Small Howard town fights encroaching develpment

Residents of Dorsey, already surrounded, hope to avoid warehouse

June 12, 2000|By Alice Lukens | Alice Lukens,SUN STAFF

Every morning for the past 10 years or so, 72-year-old Herb Mollman has driven to Zion Cemetery in Elkridge to unlock the gates, and every evening he returns to lock them.

While there, he does his best to ignore the rush-hour traffic from nearby U.S. 1 and Route 100, the roar of planes from Baltimore-Washington International Airport and the rumble of trucks just outside in the Route 100 Business Park. And he tries not to look at the 18-foot Tyrannosaurus Rex looming over the graveyard from the neighboring miniature golf course, or the 25-foot fake volcano that sometimes spouts steam.

After spending a lifetime in Dorsey, a small town that spans the border of Howard and Anne Arundel counties, Mollman is pretty good at ignoring industrial encroachments on his way of life.

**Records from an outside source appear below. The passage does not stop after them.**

PR #2219, opened 2021-08-06
refactor: Move DatabaseStore out of query crate

alamb:
refactor: Move DatabaseStore into server crate

# Rationale:
As noted by @tustvold on https://github.com/influxdata/influxdb_iox/pull/2203/files#r684070187 this trait isn't by the query crate, it is used to mock out the server in gRPC service tests.

# Changes:
1. Move DatabaseStore trait into Server
2. Move TestDatabaseStore into tests of storage/service.rs  where it is used

There is no intended change in functionality


server/src/lib.rs
```diff
@@ -259,6 +259,31 @@ pub enum Error {
 
 pub type Result<T, E = Error> = std::result::Result<T, E>;
 
+#[async_trait]
+/// Storage for `Databases` which can be retrieved by name
+pub trait DatabaseStore: std::fmt::Debug + Send + Sync {
```
tustvold, line 264: Perhaps this should be QueryDatabaseStore to make clear it is for use by queries?

tustvold (approved):
This looks fine to me, FWIW I was fine with this living in query, my comment was more that the API should be revisited to reflect the changes to the server crate. db() returning an Option for instance, using DatabaseName, etc...

server/src/lib.rs
alamb: Interestingly it isn't used by the query crate (which was the reason to move it out of query in the first place).

It is  used to write mocked tests of the gRPC storage interface. 

```
/Users/alamb/Software/influxdb_iox/server/src/lib.rs
1144: impl<M> DatabaseStore for Server<M>
/Users/alamb/Software/influxdb_iox/src/influxdb_ioxd/rpc/management.rs
12: use server::{ApplicationState, ConnectionManager, DatabaseStore, Error, Server};
/Users/alamb/Software/influxdb_iox/src/influxdb_ioxd/rpc/storage.rs
19: use server::DatabaseStore;
24: struct StorageService<T: DatabaseStore> {
29: pub fn make_server<T: DatabaseStore + 'static>(
/Users/alamb/Software/influxdb_iox/src/influxdb_ioxd/rpc/storage/service.rs
  32: use server::DatabaseStore;
 215:     T: DatabaseStore + 'static,
 862:     T: DatabaseStore + 'static,
 901:     T: DatabaseStore + 'static,
 956:     T: DatabaseStore + 'static,
1008:     T: DatabaseStore + 'static,
1065:     T: DatabaseStore + 'static,
1131:     T: DatabaseStore + 'static,
2900:     impl DatabaseStore for TestDatabaseStore {
```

Once a tiny settlement, probably centered around a railroad switch, the unincorporated town lies in the airport noise zone, surrounded by a sea of warehouses, highways and office parks. But Mollman and the others who live there say Dorsey's residential community, anchored by a 150-year-old white clapboard church, has somehow managed to maintain its old-fashioned character.

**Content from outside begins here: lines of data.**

PR #2135, opened 2021-07-28
feat: enable row timestamp metrics with environment variable

tustvold:
These metrics are very high-cardinality, 60 per table, which can causes issues for some monitoring systems. This PR makes it so that they are only enabled on a per-table basis with an environment variable

PR #2101, opened 2021-07-23
feat: add row timestamp metrics

tustvold:
This adds a "histogram" metric for the distribution of row timestamps ingested per-table. This will help better understand the distribution of the data that is landing, which in turn will help improve the lifecycle policy.

Issue #1355, opened 2021-04-29
Catalog Lock Contention Metrics


tustvold:
The catalog contains a number of RwLocks that are used to mediate access to the chunks within a database.

Critically writes to the MUB take place under the catalog chunk's write lock, and snapshots take place under the catalog chunk's read lock. Neither of these operations are necessarily very fast, and therefore there is a high chance of lock contention, particularly as for high-throughput tables there are likely multiple concurrent writes to the same table and therefore potentially the same chunk.

As these locks are not async (which is probably still correct) lock contention can potentially starve out tokio worker threads, which would be bad. 

We should get some metrics on how much time is spent waiting to acquire read and write locks. This could take the form of two AtomicUsize for each lock, storing the number of milliseconds spent waiting to acquire the lock as read and write respectively. These could then be exposed as monotonic gauges to prometheus, or something similar.

alamb:
This is a good idea -- I think it may be worth gathering this as part of the "handle tools write workload" epic

e-dard:
This makes sense to do but it pains me that we have to write code to do it rather than being able to simply take a blocking profile of the program :-)

tustvold:
> simply take a blocking profile of the program

They are OS-level locks, so would show up in a standard perf profile, however, the advantage to instrumenting would be that we could have the metrics all the time :grinning:

PR #2222, opened 2021-08-06
docs: document Metrics

NGA-TRAN:
Closes #


NGA-TRAN:
@alamb @carols10cents  @e-dard @tustvold @crepererum @mkmik @jacobmarble 
These are metrics I believe you have created. Can you help review them?
I use a few of these metrics to create I[Ox Metrics dashboard](https://us-west1-1.gcp.cloud2.influxdata.com/orgs/2f5ec5d98a8d6526/dashboards/07f20d557feae000?lower=now%28%29%20-%203h) that I think will be useful for performance measurement as well as discovering issues

docs/metrics.md
```diff
@@ -0,0 +1,69 @@
...
+
+### Chunks
+| Metric name |  Code Name | Description |
+| --- | --- | --- |
+| catalog_chunks_mem_usage_bytes | memory_metrics | Total memory usage by chunks (MUB, RUB, OS statistics) |
+| catalog_loaded_chunks | chunk_storage | Total number of chunks (MUB, RUB, RUBandOS) for each table |
+| catalog_loaded_rows | row_count | Total number of rows (MUB, RUB, RUBandOS) for each table |
+| catalog_lock_total | ? | ? |
+| catalog_lock_wait_seconds_total | ? | ? |
+| ? | table_lock_tracker| ? |
```
tustvold, line 34: I don't think this is a metric? It should being reported under `catalog_lock_total` and `catalog_lock_wait_seconds_total`.

These are metrics on the number of each type of lock acquired, and the total time spent blocked on acquiring them. They were added in #1355

docs/metrics.md
```diff
@@ -0,0 +1,69 @@
...
+| ? | partition_lock_tracker | ? |
+| ? | chunk_lock_tracker | ? |
+| ? | timestamp_histogram| ? |
```
tustvold, line 37: This is a breakdown of the timestamp distribution. It is only published for tables contained in a comma separate environment variable `INFLUXDB_IOX_ROW_TIMESTAMP_METRICS`.

It was added in #2101 and the environment flag was added in #2135

docs/data_management.md
```diff
@@ -89,13 +89,19 @@ From drawings/data_lifecycle.monopic
                  └─────────────────────┘   └───────────────────────┘    └────────────────────┘
                             │                                                      │
                             │                                                      │
-         ┌──────────────────┼───────────────────┐                      ┌───────────┴────────────┐
```
tustvold, line 92: This section probably needs a more concrete update in light of the Kafka-ification, the segment store no longer exists, but out of scope for this PR

tustvold (approved):
Thank you for doing this @NGA-TRAN , I've added comments on the metrics that I'm familiar with, mainly those under the Chunks heading. Hopefully we can keep this document up to date as we add/remove metrics

docs/metrics.md
```diff
@@ -0,0 +1,69 @@
...
+| catalog_chunks_total | chunk_state | Number of chunks in different states (open, closed, compacting, compacted, writing_os, rub_and_os, ...)) |
```
tustvold, line 38: FWIW this metric is probably going to be removed - it is superceded by catalog_loaded_chunks which is also easier to interpret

"It's a small community village mentality where we look out for each other and take care of each other and treat each other with respect," said Sally Voris, who has lived in the neighborhood six years.

Lately, Dorsey residents have drawn on the strength of those close-knit ties in a fight to stop yet another industrial encroachment into their lives: a warehouse that would sit 30 feet from a residential area. Most residents vehemently oppose the developer, who seeks to cut down the mature trees that provide a buffer between them and the adjacent industrial land to the southwest.

They already have to contend with trains, planes, U.S. 1, Route 100, U.S. 295 and Route 176. They have had to put protective coating on the stained-glass windows of the Dorsey Emmanuel United Methodist Church to guard them from stones kicked up by the trucks, and a chain-link fence around the Zion Cemetery to keep out vandals.

With all these intrusions, they don't want a 24-hour warehouse so close to their neighborhood, bringing untold numbers of trucks with their smelly diesel fuel, noisy beeping as they back up and bright lights that could shine into their homes all hours of the night.

"Tear into our protective areas and you will tear into our property values," said Joseph Esposito, a Dorsey resident. "This is not a question of how much pain can we endure."

JoettaM. Cramm,a Howard County historian, says industry - the Dorsey's Switchtrain stop, to be exact - might have come to Dorsey before houses did. An 1868 map shows the church and several houses, Cramm said, which probably were built around the railroad switch.

"It must have been a little out-of-the-way settlement," she said. "It probably was just a stop on the railroad."

There are more houses now than then - but not many more. In Howard County, Dorsey is about four blocks long and three blocks deep. In Anne Arundel County it's not much bigger and shrinking day by day as BWI buys up all available land.

Even though it's in the heart of the Baltimore-Washington metropolitan area, it still has an out-of the way feeling; the town is hard to find in the sea of industry that surrounds it.

When Mollman's grandparents lived in Dorsey, he said, they owned a farm where the Route 100 Business Park stands, and U.S. 1 was a two-lane road.

When his parents bought the home in which he lives, in 1917, there was no airport, and no airport noise zone.

"It was much quieter than it is now," he says. One day, he said, he expects the Anne Arundel side of the town to be all industrial.

But Mollman, who worked for 40 years at nearby Fort Meade, does not spend his time wringing his hands over things he cannot change.

You've got to go with the program," he says. "The airport is good for the state, brings in a lot of revenue, a lot of jobs."

Residents fighting the latest development are not as resigned.

"If ever a 150-foot buffer zone is needed, it is now," says Pat Johenning,whose relatives have lived in Dorsey for 150 years and whose 90-year-old mother tends a garden in the neighborhood.

No matter what happens - whether the warehouse goes up or not - you can bet that Herb Mollman will stick to his routine.

Every morning, about 8 a.m., he will arrive at Zion Cemetery to open the gates. Every evening, as the sun goes down, he will come back to close them. He will pick up litter and admire the lilies in the spring and the yellow of hickory trees in the fall.

One day, he knows, he will be laid to rest himself in the graveyard, next to his grandmother Maggie L. Mollman, who lived from 1865 to 1944.

"That's reserved for me, right there," he says, pointing to the spot.

Neither a new warehouse nor an 18-foot Tyrannosaurus Rex can change his mind about that.